In the manufacturing sector, Minister Singh said it is estimated to have expanded by 3.9 percent in 2022. While sugar manufacturing is estimated to have contracted by 18.9 percent, he said the rice manufacturing and other manufacturing subsectors are estimated to have grown by 11.7 percent and 2.8 percent, respectively. With respect to the latter, Dr. Singh said growth was driven largely by fabricated metal products, plastic products, and paper products, which grew by 4.9 percent, 35.7 percent, and 98.8 percent, respectively. On the downside, however, there was a 33 percent contraction in the manufacturing of pharmaceuticals and a 9 percent contraction in the manufacturing of chemicals, particularly oxygen, amid lower COVID-19 related hospitalisations in 2022.

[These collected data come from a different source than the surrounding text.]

Issue #2646, opened 2021-06-30
Typing the Expression Language


balacij:
Long-term ticket for general discussion on, and tracking the progression of "adding typing to the expression language".

balacij:
@JacquesCarette 
Following up with discussion on https://github.com/JacquesCarette/Drasil/commit/ff34fe093b8898383232e2822f478a394243aef9#r52161989, the preface discussion of #2482 related to the `DiscreteS` and `DiscreteD` usage, and https://github.com/JacquesCarette/Drasil/issues/2118 about `Enumeration`s and `Discrete` spaces.

Currently, both of `EnumeratedStr` and `EnumeratedReal` are essentially unused (both used unused constraint lists), `DiscreteS` is unused, and `DiscreteD` is used (though, I believe it's used for a display hack due to the EnumeratedReal being essentially unused).

`EnumeratedStr` and `EnumeratedReal` are both used in exactly 1 spot each:
https://github.com/JacquesCarette/Drasil/blob/b8da80982650c50c1abc97844fc35bd0a8211bc1/code/drasil-example/Drasil/GlassBR/Unitals.hs#L108-L116
Note: In nomThick, `enumc = EnumeratedReal Physical`.

Removing both constraints does not alter stable because they go unregistered in the final constraint list used:
https://github.com/JacquesCarette/Drasil/blob/b8da80982650c50c1abc97844fc35bd0a8211bc1/code/drasil-example/Drasil/GlassBR/Unitals.hs#L67-L73
Note: the `inputDataConstraints` is what's registered for calculating the list of constraints for [Data Constraints Section of the SRS](https://jacquescarette.github.io/Drasil/examples/GlassBR/srs/GlassBR_SRS.html#Sec:DataConstraints).

`DiscreteD` is used as a display hack for displaying the values for which are allowed for the `EnumeratedReal`s allowed for `nomThick`. This occurs in the line defining `nomThick` as a unital, giving `nomThick` a noun phrase term/name with a `t element of {...}` suffix:
https://github.com/JacquesCarette/Drasil/blob/b8da80982650c50c1abc97844fc35bd0a8211bc1/code/drasil-example/Drasil/GlassBR/Unitals.hs#L108-L110
Note: `displayDblConstrntsAsSet` is a function that creates a `DisplayExpr` from the UID of `nomThick` and the list of doubles allowed.
There is no similar thing done for `DiscreteS` and the `glassType`.

[...]

PR #2760, opened 2021-08-03
Convert DisplayExpr into a 1-1 clone of Expr, renaming to ModelExpr

### LINKED ISSUE #2743: Implementing extensible expression language
As a component of #2646 

This is originally from an email I sent to Dr. Carette:

I've been trying to implement the "Datatypes à la carte" styled Expr/ModelExpr language for a while now, but I've been struggling to get pattern matching to work well when merging languages, and I've also been struggling to get a typed version of it working.

I found Sylvain Henry's continuation of the "Datatypes à la carte" work. He built a very similar system that relies on encoding the extensible sum types using lists of types (called "Variants"), where expressions of the language can take on any value of type X, where X is an element of the list of types designated. He then creates a variant using recursive sum types, naming these variants "Extensible ADTs" (EADTs).

He has a lot of documentation on EADTs: https://docs.haskus.org/eadt.html

And a very nice introduction/background page:  https://docs.haskus.org/eadt/background.html

I think Henry's approach is interesting. One issue that I had with the "Datatypes à la carte" approach I had is in creating values that contain type information for a whole language feature set (e.g., everything in Expr + everything in ModelExpr) when the term contained only one features from one of the languages. I believe this issue would occur if a TheoryModel expects ModelExprs but some instance of a  TheoryModel ends up being simple and ends up with something that only relies on things in Expr. Henry's approach appears to have no issues with this at all.

He also builds multiple libraries to support his work: https://hackage.haskell.org/packages/search?terms=haskus 

Specifically, the library containing EADTs, and supporting Variants: https://hackage.haskell.org/package/haskus-utils-variant 

I've been able to get pattern matching working nicely with EADTs (admittedly, his library and documentation makes a lot of the work straightforward). However, I haven't been able to get far in getting it typed, and I haven't been able to find any EADT-related resources online. The issues lie in missing instances for particular typeclasses in his library that I haven't looked into enough yet.

I have 2 more documents lined up for me to read that might be helpful for adding static typing via GADTs using the pattern functor/"Datatypes à la carte" approach:

https://www.researchgate.net/publication/228841104_Compositional_data_types
 
http://www.timphilipwilliams.com/posts/2013-01-16-fixing-gadts.html
However, I'm a bit concerned that the same pattern matching/deconstruction issues will occur (I wonder if we can merge the efforts?).

Aside: Henry has an interesting example of dynamic type checking: https://hsyl20.fr/home/posts/2018-05-22-extensible-adt.html#type-checking-example-paramorphism-example

Do you have any thoughts/advice on how I should proceed or what I should prioritize?

Specifically, do you think I should continue with building a prototype Expr/ModelExpr language using the "Datatypes a la carte" (or EADT style) despite not yet being able to create a typed variant of it? Though, these 2 papers lined up might resolve this issue.

balacij:
Closes #2743 
Contributes to #2646 

Builds on #2754


JacquesCarette:
needs a merge

JacquesCarette:
Still needs a merge, even after the other stuff got fixed.

balacij:
Thank you, it required a bit of work in the merge, moving things around from DisplayExpr to ModelExpr. Unfortunately, it gets lost in the merge commit.

@Awurama-N Please note this PR because it moves the ForAll to the new ModelExpr.

JacquesCarette (approved):

Issue #4935, opened 2026-04-28
Move GOOL Arrays/Lists toward Container-Style Interfaces


B-rando1:
The idea here is that we want GOOL to present an interface for "indexable structures" akin to [C++ Containers](https://en.cppreference.com/cpp/container), rather than giving them access to "raw" arrays and arraylists. These container APIs could have multiple implementations per-language: e.g. for Java, "resizable containers" could be implemented as [ArrayList](https://docs.oracle.com/javase/8/docs/api/java/util/ArrayList.html)s, [LinkedList](https://docs.oracle.com/javase/8/docs/api/java/util/LinkedList.html)s, [Vector](https://docs.oracle.com/javase/8/docs/api/java/util/Vector.html)s, etc. We can give the user the high-level choice of which implementation to use, or let them not choose and choose a default for them.

Currently our thinking is that there should be two interfaces: one for "indexable structures" and one for "indexable structures that can grow". The other option would be to have them all under one umbrella, but either throw an error or switch to a dynamic implementation if the user chooses a static implementation. But it might be good to keep them as separate concepts, since situations will likely arise where the user wants to use static arrays where possible and dynamic arrays where not. Assuming we keep them separate ideas, the latter could also be viewed as a subtype of the former. Implementing it that way might be difficult in GOOL, though. I'd need to think about it some more.

There's clearly a bit of architectural work to be done here, but I think a good place to start is to choose a more abstract name than "array" and "list" and rename the current GOOL typeclasses accordingly. @JacquesCarette likes the word "Container", which seems fine to me. I guess we could call the one for "arrays" `Container` and the one for "dynamic arrays" `ResizableContainer`?

B-rando1:
One other note, on the "static array" side this will be somewhat blocked by #4929. We can't rename arrays until we have an actual typeclass for them!

JacquesCarette:
Likely more than two interfaces -- lists are not really indexable (or at least, shouldn't be!)

I'd likely prefer `FixedSizedContainer` and `ResizableContainer` for things that are indexable.

B-rando1:
Related: #1988

PR #4999, opened 2026-05-25
Created Array Typeclass

B-rando1:
Contributes to #4929, serving as a foundation for future work.

I'm not entirely sure how I feel about the addition of the `IndexTranslator` typeclass, but it makes sense to me that both `List` and `Array` should inherit from these functions under our current architecture. The only reason it's useful is to let us use the same implementations for our Julia (1-indexed) lists/arrays and our other (0-indexed) languages. We could achieve the same level of flexibility by moving `IndexTranslator` to `RendererClassesCommon` (where we put most of our "internal" GOOL API) or by having our common array implementations take an index-translator function. Or we could just have separate implementations for Julia; iirc it's only a handful of functions that are shared.


JacquesCarette (approved):
Let's go with this, we can always revisit if it turns out to be a bad idea.

I think it needs a merge though.

B-rando1:
Conflict is resolved now.

I agree that this seems to be a good intermediate step that will allow us to choose "arrays" as opposed to "lists/dynamic arrays" until we can give that choice at a higher level.

If we can enable GOOL to have multiple passes, I think it could be an interesting project to consolidate GOOL's `List` and `Array` typeclasses into a single `IndexableContainer` and have the user supply an ordered list of preferred concrete datatypes. We could then have a pass that checks which operations are being performed and finds the data structure highest on the list that can supply them. E.g. if the user ranks "C-style array" higher than "dynamic array" but they do a resizing operation on it, then GOOL will notice that and use "dynamic array" (and tell the user that it made that decision). This is one direction that we could take with #4935.

It'll be a bit before we can try that, though, so as an intermediate step I think this makes sense. Particularly for vectors, since whatever high-level interface we design for them, static arrays are probably the most sensible "default option" for the underlying data structure for most languages.

JacquesCarette (approved):

JacquesCarette:
Good to remember the "long range" plans (multiple passes) as something we're really after, and that these many refactorings are really steps towards such bigger goals.

PR #5001, opened 2026-05-25
Misc. GOOL Array Improvements

B-rando1:
Contributes to #4929.

Summary:
- Made `varDec` throw an error for arrays in C++. For that renderer specifically, it would generate broken code. Also added comments to `varDec` and `varDecDef` in `InterfaceCommon` explaining to use `arrayDec` and `arrayDecDef` for arrays.
- Fixed `litArray` in Java, so now it works both at declaration-time and after declaration.
- Fixed `arrayElem` in Julia. Previously it used the name `arr[i]` for the variable's "name" (used by the variable map), which meant that the Julia renderer couldn't find the scope of the "variable" if it was assigned to. Now it uses `arr` for the "name". It's a bit of a hack, but doesn't break anything.
- Fixed `arrayDec` in Python, Julia, and Swift. Previously `arrayDec` would create an empty list, which meant that assigning to a specific index of the "array" would cause an error. Now they create a list of `0`s of the specified length.
- Added tests for `arrayDecDef` and `arrayDec`.


code/drasil-gool/lib/Drasil/GProc/LanguageRenderer/AbstractProc.hs
```diff
@@ -84,7 +84,7 @@ arrayElem :: (ProcRenderSym r) => SValue r -> SVariable r -> SVariable r
 arrayElem i' v' = do
   i <- IC.intToIndex i'
   v <- v'
-  let vName = variableName v ++ "[" ++ render (RCC.value i) ++ "]"
+  let vName = variableName v -- Slight hack; we used to add `++ "[" ++ render (RCC.value i) ++ "]"`
```
B-rando1, line 87: I'm not actually sure if I should call this a hack. `variableName` is only used for variable map lookups, e.g. to find if a variable name has been taken when generating a fresh name and to find the scope of a variable to know if the `global` keyword is required in Julia. As far as variable map lookups are concerned, we should just be using `variableName v`, not the rest of it. So maybe this is an improvement, and we should update the other implementations to match?

JacquesCarette:
Conflicting now, needs a merge.

B-rando1:
Conflict resolved (pending CI)!

JacquesCarette (approved):

PR #5002, opened 2026-05-25
Fix main build

balacij:


JacquesCarette (approved):
These diffs look good to me, but linter is not happy?

JacquesCarette (approved):

JacquesCarette:
Still not quite fixed. This PR indeed fixed the problem identified, but now:
> glassbr: Path already exists: "./SRS"
> CallStack (from HasCallStack):
>  error, called at lib/Drasil/Build/Artifacts/FileLayout.hs:82:10 in drasil-build-artifacts-0.1.1.0-Fv1Z0wnk9I7YkBR05DKw3:Drasil.Build.Artifacts.FileLayout

PR #5003, opened 2026-05-26
fix: make sure `make deploy` works locally

balacij:
Hopefully this will fix the CI. A bit of trial and error work here.


JacquesCarette (approved):

JacquesCarette:
Sigh - build failed, but likely because of network troubles. I re-started it.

Significantly, the Finance Minister noted that the construction sector grew by a very strong 26.3 percent in 2022. As was the case in 2021, he said this expansion is supported by intensified activity in the public and private sectors. Alongside massive Government investment in new and improved roads and bridges, housing developments, educational and health facilities, and agriculture infrastructure, Dr. Singh said private sector investment in the oil and gas and hospitality industries continues to boost growth in construction.

With respect to the services sector, he said it is estimated to have expanded by 9 percent in 2022. While growth was recorded across all service industries, Dr. Singh said the overall 2022 performance is mainly attributed to growth in wholesale and retail trade and repairs, administrative and support services, financial and insurance activities, real estate activities and transport and storage. These industries he said grew by 15.6 percent, 11.8 percent, 6.7 percent, 4.1 percent and 8.9 percent, respectively.

With continued interventions and policies geared at building a resilient economy, Dr. Singh said real Gross Domestic Product is projected to grow by 25.1 percent this year, a rate of growth which currently puts Guyana among the top five fastest growing economies in 2023. He said this position can be largely attributed to further ramping up of oil production anticipated in the Stabroek Block.

He said growth in the non-oil economy is currently projected at 7.9 percent this year, driven by continued expansion in construction, other crops, and wholesale and retail trade and repairs, alongside a rebound in gold mining.